Several strengths and limitations of this study should be acknowledged. ADNI is the premier longitudinal biomarker study in AD. ADNI uses unified subject assessment, MRI, PiB-PET, CSF, and peripheral blood collection protocols and meticulous data quality control across all study sites. One of the major limitations of our study is its small sample size limited by PiB availability in ADNI1. Significant disproportion between carriers and noncarriers for the remaining ADNI risk SNPs led to the exclusion of these variants, allowing us to test our hypothesis for only 6 SNPs across 5 AD risk genes. Furthermore, other unknown genetic interactions may also affect the plasma apoE–cortical PiB associations. Last but not least, ADNI uses rigorous exclusion criteria typical of clinical trials and the study population is not representative of the general population, which may negatively affect the generalizability of our results.
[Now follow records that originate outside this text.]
PR #11602, opened 2026-08-29
consolidate(workflow): one shared run model for the workflow display; CLI on it

LionSR:
## What

One model of a workflow-script run for every host. Owner ruling (recorded in `docs/proposals/2026-08-29-simplification-survey-workflow-display-hosts.md`): the TUI and the board must share one workflow-display state structure and differ only in how they paint it; no projector or adapter layers on either side. This PR is the first half — the model, and the CLI on it. The second puts the board on it.

- **`src/shared/streams/workflowRunModel.ts`** — `workflowRunModel({ taskGroups, rows, plan, runSettled })` folds a run's facts once: phase order (plan order, then the order the run opened the rest), newest-attempt scoping of cards *and* phases, the declared-plan union (a card always wins over its plan entry), per-phase and per-run tallies, one status cell per card (the strip), and which card may open which child stream (a stream two cards claim is nobody's). `workflowPhaseRows(phase, view)` is the attention-first row order with counted `queued` / `done` / `declared` groups and the flat filter mode. `workflowMarkerOf(entry)` reads the `workflowAttempt` / `workflowPlan` markers off `INTERNAL` entries so both hosts fold them the same way.
- **`src/shared/copy/workflowCall.ts`** — `WORKFLOW_CALL_STATUS_GLYPH` (`□ ☐ ☑ ✓ ⊘ ✗`, one shape per status so a strip reads without colour), `WORKFLOW_PHASE_GLYPH` (`◆` / `◇`), `formatWorkflowTally`, `formatWorkflowPhaseTally` — the one spelling of a tally.
- **CLI on the model, directly.** `packages/cli/src/chat/tui/state/workflowDashboardModel.ts` is deleted, not adapted: `App` calls `workflowRunModel` on the slice's task groups, rows, plan, and settled state; `WorkflowPopup` paints `WorkflowRunModel` and `workflowPhaseRows`; the fold reads markers through `workflowMarkerOf`; `WORKFLOW_TASK_STATUS_STYLE` takes its markers from the shared glyph table. The popup reads `statusLabel` and `metadataParts` off the row it already has instead of re-deriving them per repaint.

## Dead code cleaned in the same pass (survey C1–C5, C7)

[...]

PR #11604, opened 2026-08-29
feat(progress-view): the board paints the shared workflow run model

LionSR:
## What

Second half of the owner ruling in `docs/proposals/2026-08-29-simplification-survey-workflow-display-hosts.md` (first half: #11602, merged): the TUI and the board share **one** workflow-display model and differ only in how they paint it — no projector or adapter layer on either side.

`TaskGroupList` now folds its task groups, rows, plan, and settled state through `workflowRunModel` — the same call the CLI popup makes — and paints what the popup paints:

- **Phase header** — the tally in the one shared spelling (`14/39 · 6 running · 1 failed · 4 declared`) and the **glyph strip**, one cell per card in issue order from the model's `cells` and `WORKFLOW_CALL_STATUS_GLYPH` (`☑☑☑✗□☐☐□□…`). The strip sits inline after the tally and wraps under the title when a phase is wide; the shapes read without colour, and colour adds failed / running / done / awaiting.
- **Phase body** — `workflowPhaseRows`: cards needing attention first (awaiting approval, failed, running), the rest folded into counted `▸ 18 queued` / `▸ 13 done` / `▸ 4 declared` groups that open in place (a `<button aria-expanded>` per group; open state lives in the existing per-stream `ToggleStateStore`, `false` = open, same convention as the phase groups). The script's own log lines follow the cards in transcript order.
- **Declared phases** — the plan's phases the run has not reached yet render after everything it has, as the hollow `◇ Publish (3/3) · 2 declared` twin of an opened header, holding the plan's tasks as quiet dashed cards. The model drops them once the run settles.
- **Run band** — `formatWorkflowTally(model.tally)`.

The plan reaches the board because `logSlice.applyEntry` reads the `workflowAttempt` / `workflowPlan` markers through the shared `workflowMarkerOf` instead of dropping every `INTERNAL` entry, and `StreamLogs` carries the newest attempt's plan (`workflowPlan`) through `logContext$` → `LogList` → `TaskGroupList` beside the rows and task groups it already carried.

Behavior change worth knowing: the board scopes a phase's cards to the newest attempt exactly as the popup does, so a superseded attempt's cards no longer show as history inside a live phase (a phase whose every card is stale keeps its rows as plain history — the model does not hold it).

Known, unchanged: a card issued outside any phase (the model's trailing `Unphased` phase) has no task-group node on the board, so it still renders as a plain transcript row in the run body rather than through the model's attention order — the pre-PR behaviour, and a follow-up if a script ever relies on unphased calls. Cards bypass the 400-row `groupRowWindows` cap (they carry `content-visibility: auto`); the attention set is bounded by concurrency, the quiet sets by their counted groups.

Both hosts now read `runSettled` off one predicate, `workflowRunSettled(status)` in `@shared/streams/streamStatus` (a known status that is neither running nor waiting); an unknown status is not "ended", so a plan-only phase cannot be dropped before the stream's first status arrives.

### Captured from the real bundle (Electron smoke runner, seeded with a captured run + a synthesized plan marker and a 40-card phase)

Mid-run: `2/6 · 2 running`; `✓ Investigate (1/3) 2/2 ☑☑`; `● Revise (2/3) 0/4 · 2 running □□☐☐` → two running cards, `▸ 1 queued ▸ 1 done`; `◇ Publish (3/3) 2 declared`.
Wide phase (40 cards): `14/39 · 6 running · 1 failed · 4 declared`, strip `☑×12 ✗ □ ☐×6 □×18 ⊘`, then the awaiting-approval card, the failed card, six running, `▾ 18 queued` opened in place.

## Dead code cleaned in the same pass

- `collectWorkflowCalls`, `collectLatestAttemptWorkflowCalls`, `renderWorkflowCallTally`, `renderGroupProgress`, `GROUP_DOT_LIMIT`, and the `.group-dot*` / `.group-progress--failed` styles — the board's private fold of the cards.
- The popup's private `GROUP_LABEL` table — `formatWorkflowRowGroup` on the model is the one spelling of `12 queued`.

## Net elements (R6)

`git diff --stat` against `origin/main`:

- Production (`src/shared`, `packages/cli/src`, `packages/extension/src`): 10 files, **+344 / −125** (net +219)
- Tests: 1 file, +100 / −5
- Files: ±0
- Exported symbols: +3 (`formatWorkflowRowGroup` — two consumers; `formatWorkflowDeclaredTaskTemplate` — one; `workflowRunSettled` — two) / −0
- Declarations: ±0

Net-positive, stated reason: this is the feature half of the ruling — the strip, the counted groups, the declared phases and tasks, and the plan plumbing did not exist on the board — layered on the deletion of the board's own fold. Nothing is duplicated: every fold the board paints from lives in `src/shared/streams/workflowRunModel.ts`.

## Consumer counts (R8)

No emit path is deleted or re-routed. Deleted symbols, grepped at `origin/main` (prod / test): `collectWorkflowCalls` 4 sites / 0, `collectLatestAttemptWorkflowCalls` 3 / 0, `renderWorkflowCallTally` 3 / 0, `renderGroupProgress` 2 / 0, `GROUP_DOT_LIMIT` 4 / 0, `.group-dot` 13 CSS sites / 0, `GROUP_LABEL` 2 / 0. `logSlice` still drops every other `INTERNAL` record; only the two workflow markers are read.

## Verified

- `npm run typecheck` — clean
- `npm run lint` (repo-wide) + prettier — clean
- vitest `src/test-kernel/{progressView,cli,shared,architecture}` — 251 files, 3,413 tests passing
- Real-bundle capture (`npm run vite:webviews` + `scripts/smoke-webviews-electron-runner.cjs`) of a mid-run, a settled run, and a 40-card phase with every status; the counted group opened by a real click, the queued cards then in the DOM; no schema or console errors.
- Tests kept minimal: the two existing phase assertions updated (shared tally spelling; done cards sit in a group), one new case for attention order, the group toggle, and a declared phase.

### DIFF
--- a/packages/cli/src/chat/tui/App.tsx
+++ b/packages/cli/src/chat/tui/App.tsx
@@ -20,7 +20,10 @@ import {
   rewriteKittyEnterInput,
 } from '@cli/tui/inputKeys';
 import { type StreamTabId, type WorkflowControlAction } from '@shared/schemas';
-import { isActivePhase } from '@shared/streams/streamStatus';
+import {
+  isActivePhase,
+  workflowRunSettled,
+} from '@shared/streams/streamStatus';
 import { SESSION_LIST } from '@shared/copy/nestedRuns';
 
 // Local imports - TUI surfaces and state
@@ -321,8 +324,7 @@ export function App(props: AppProps): React.JSX.Element {
     workflowPopupStreamId === undefined
       ? undefined
       : streamPhaseFor(workflowPopupStreamId)?.phase;
-  const workflowRunSettled =
-    workflowRootPhase !== undefined && !isActivePhase(workflowRootPhase);
+  const workflowPopupRunSettled = workflowRunSettled(workflowRootPhase);
   const workflowPopupModel = useMemo(
     () =>
       workflowPopupRoot
@@ -330,10 +332,10 @@ export function App(props: AppProps): React.JSX.Element {
             taskGroups: workflowPopupRoot.taskGroups,
             rows: workflowPopupRoot.entries,
             plan: workflowPopupRoot.workflowPlan,
-            runSettled: workflowRunSettled,
+            runSettled: workflowPopupRunSettled,
           })
         : undefined,
-    [workflowPopupRoot, workflowRunSettled],
+    [workflowPopupRoot, workflowPopupRunSettled],
   );
   const workflowPopup = useSignal(workflowPopupViewSignal);
   // The popup controls its own grandchildren: their execution ids live on the
--- a/packages/cli/src/chat/tui/panes/WorkflowPopup.tsx
+++ b/packages/cli/src/chat/tui/panes/WorkflowPopup.tsx
@@ -48,6 +48,7 @@ import {
   formatWorkflowTally,
 } from '@shared/copy/workflowCall';
 import {
+  formatWorkflowRowGroup,
   workflowPhaseRows,
   type WorkflowPhaseModel,
   type WorkflowPhaseRow,
@@ -81,12 +82,6 @@ import { ApprovalSegments, RowSegment } from './SubagentList';
 import { pendingApprovalRowDisplay } from './SubagentListDisplay';
 import { WORKFLOW_TASK_STATUS_STYLE } from './transcriptEntryLayout';
 import type { PendingApprovalKind } from '../state/approvalQueue';
-
-const GROUP_LABEL = {
-  queued: 'queued',
-  done: 'done',
-  declared: 'declared',
-} as const satisfies Record<WorkflowRowGroup, string>;
 
 /** Rows of chrome inside the panel beyond what the shared budget already
  *  counts: the tab strip and the per-call status strip. The filter line adds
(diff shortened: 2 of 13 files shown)


LionSR:
Addressed in e5214d0666:

- **`runSettled` divergence (both reviewers):** one predicate now, `workflowRunSettled(status)` in `@shared/streams/streamStatus` — a known status that is neither running nor waiting — called by `App.tsx` and `TaskGroupList`. That also answers the ordering question: an unknown/null status is *not* settled, so a plan-only phase cannot be dropped before the stream's first status arrives, regardless of how `activeStreamState$` and `activeStreamLogs$` interleave.
- **Unphased cards:** acknowledged in the body — a card issued outside any phase has no task-group node on the board and keeps rendering as a plain row, the pre-PR behaviour; noted as a follow-up.
- **Chronology / unbounded cards:** documented in the body. The 40-card capture (six running + failed + awaiting, 18 queued opened by click) rendered without lag; cards carry `content-visibility: auto`, and the attention set is bounded by concurrency.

The ADNI PET core chose cerebellar gray matter as the reference region for intensity normalization of ADNI1 PiB data. This is one of the commonly used approaches. Other regions that have been used in the amyloid PET literature include whole cerebellum, periventricular white matter, whole brainstem, and composite regions derived from more than one of these measures. Recently, a group of PET experts compared the performance of 4 of these normalization regions: whole cerebellum, cerebellar gray matter, pons, and whole cerebellum plus brainstem. The authors concluded that normalization to the pons performed worse than normalization strategies including the cerebellum. The 2 regions that performed best (i.e., had lowest SUVR variance) were whole cerebellum and whole cerebellum plus brainstem.[43] Our study uses the cerebellar gray matter, which performed better than pons but resulted in more noise (higher SUVR variance) in the normalized data. Yet despite this potentially suboptimal signal-to-noise ratio, we were able to find significant associations.

Overall, our findings imply an interaction between several AD risk gene minor alleles and APOE genotype–driven brain amyloidosis. In the absence of a direct association with brain amyloidosis, we found that several AD risk genes nonetheless exert a modulatory effect on one of the most fundamental disease-associated pathophysiologic events—APOE ε4-facilitated brain amyloid deposition. These findings lend the basis for further exploration of the exact AD-related pathophysiologic mechanisms of these genes and their products, which might ultimately lead to new therapeutic strategies.